As a hydrologist, Parolari studies the movement, stream flow, and quantities of the water. Experts have found that bacteria found in sewage can cause stomach and gastrointestinal illnesses. Industrial pollutants, such as metals and PCBs, can be associated with cancers, delay development in kids, kidney and liver problems and more. 

But Milwaukee is not the only city with that type of contamination. The ten most endangered rivers of 2021 cites pollution as the most common issue amongst their list. 

“These sort of industrial legacy pollutants are being addressed in a number of places across our country now,” Parolari says. “It’s been a very long and expensive process, but people are making efforts to improve rivers and water quality.”

He says that Milwaukee has worked to solve this problem by building a deep tunnel that stores all that sewage, and now almost all wastewater produced in the city is being treated. 

Parolari says since this “deep tunnel” system was put in place in 1993, Milwaukee has reduced about 97% of the total volume of combined sewage overflow.  
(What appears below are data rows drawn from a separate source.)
PR #445, opened 2023-05-15
LUN-XXX: Update Hermes to Match RN

LeandraH:
This should fix the build that keeps failing because of incompatible Hermes versions

https://app.circleci.com/pipelines/github/digitalfabrik/lunes-app/3255/workflows/31778c16-eb63-44f5-8b8e-f064134f0940/jobs/11257


LeandraH:
https://github.com/digitalfabrik/lunes-app/pull/446 is more thorough :)

PR #446, opened 2023-05-15
LUN-XXX: Update cocoapods hermes fix

f1sh1918:
- updated cocoapods
- fixed hermes
- updated ruby gems


LeandraH (approved):
Nice, thanks!

steffenkleinle (approved):
Not tested.

I think we should be careful with creating PRs without issues. Bigger stuff should always have a reference and therefore an issue associated. This PR is in maybe still okay though.

PR #447, opened 2023-05-15
LUN-xxx: Update copyright year

steffenkleinle:

### DIFF
--- a/src/routes/home/components/HomeFooter.tsx
+++ b/src/routes/home/components/HomeFooter.tsx
@@ -20,7 +20,7 @@ type HomeFooterProps = {
 
 const HomeFooter = ({ navigateToImprint }: HomeFooterProps): ReactElement => (
   <Container>
-    <ContentSecondary>{'\u00A9'}LUNES2022</ContentSecondary>
+    <ContentSecondary>{'\u00A9'}LUNES2023</ContentSecondary>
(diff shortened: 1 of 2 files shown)


src/routes/home/components/HomeFooter.tsx
```diff
@@ -20,7 +20,7 @@ type HomeFooterProps = {
 
 const HomeFooter = ({ navigateToImprint }: HomeFooterProps): ReactElement => (
   <Container>
-    <ContentSecondary>{'\u00A9'}LUNES2022</ContentSecondary>
+    <ContentSecondary>{'\u00A9'}LUNES2023</ContentSecondary>
```
LeandraH, line 23: Maybe we can use `new Date().getFullYear()` instead so we don't have to update it every year.

LeandraH (approved):

src/routes/home/components/HomeFooter.tsx
steffenkleinle: Thought about that as well, but didn't do it bc then in theory users can set their phone to some other year and maybe claim smth? But I am not an expert here if that would be a problem.

LeandraH: Oooooh, interesting point. No idea 🤷

sarahsporck (approved):

PR #450, opened 2023-06-13
LUN-497: Rename Lexikon to Suche

LeandraH:
This pull request belongs to the issue https://issues.tuerantuer.org/browse/LUN-497 . I decided to also change the code naming from dictionary to search, mostly to not confuse the next developers about why it's called dictionary.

“As long as a community we recognize these issues are there and we recognize it’s important to have scientists and engineers working on them and there’s money available to improve the system, then yeah I have lots of hope that things will get better and we’ll be able to protect the rivers,” Parolari says.

Impact of weather

Beyond contaminants, members who use the rivers are also affected by a number of other factors. Severe weather is a big factor.

For the Marquette rowing team, lightning storms, high wind level and frigid temperatures all affect their ability to get on the water. The current can also pose a challenge.

“In the last three years actually with the heavy rains in the fall, we’ve actually been held off the water on perfectly clear sunny days because the current is actually too high for us to row safely,” Schilling says. 

Indoor practice is often the result, but this comes as a loss to rowers.

“The biggest disadvantage [of practicing inside] is you lose what we call ‘boat feel,'” Schilling says. “And that is literally feeling what the boat is doing and how its moving underneath you. The machines can’t replicate all of it.”

There is a community built around the waterways of Milwaukee. Actions of restoration and attention to climate changes is what will allow these rivers to continue serving the community.

“I’ve been drawn to the water, and I love being outdoors and I love working hard with my teammates,” James Kuchera, a junior of the Opus College of Engineering and rowing team members, says. “Our water time is what really brings us together, gets us off campus, and gets us outside in the morning … We are definitely really privileged to have access to our water here. And really, I always have my eyes out and hoping for spring to come a little sooner.”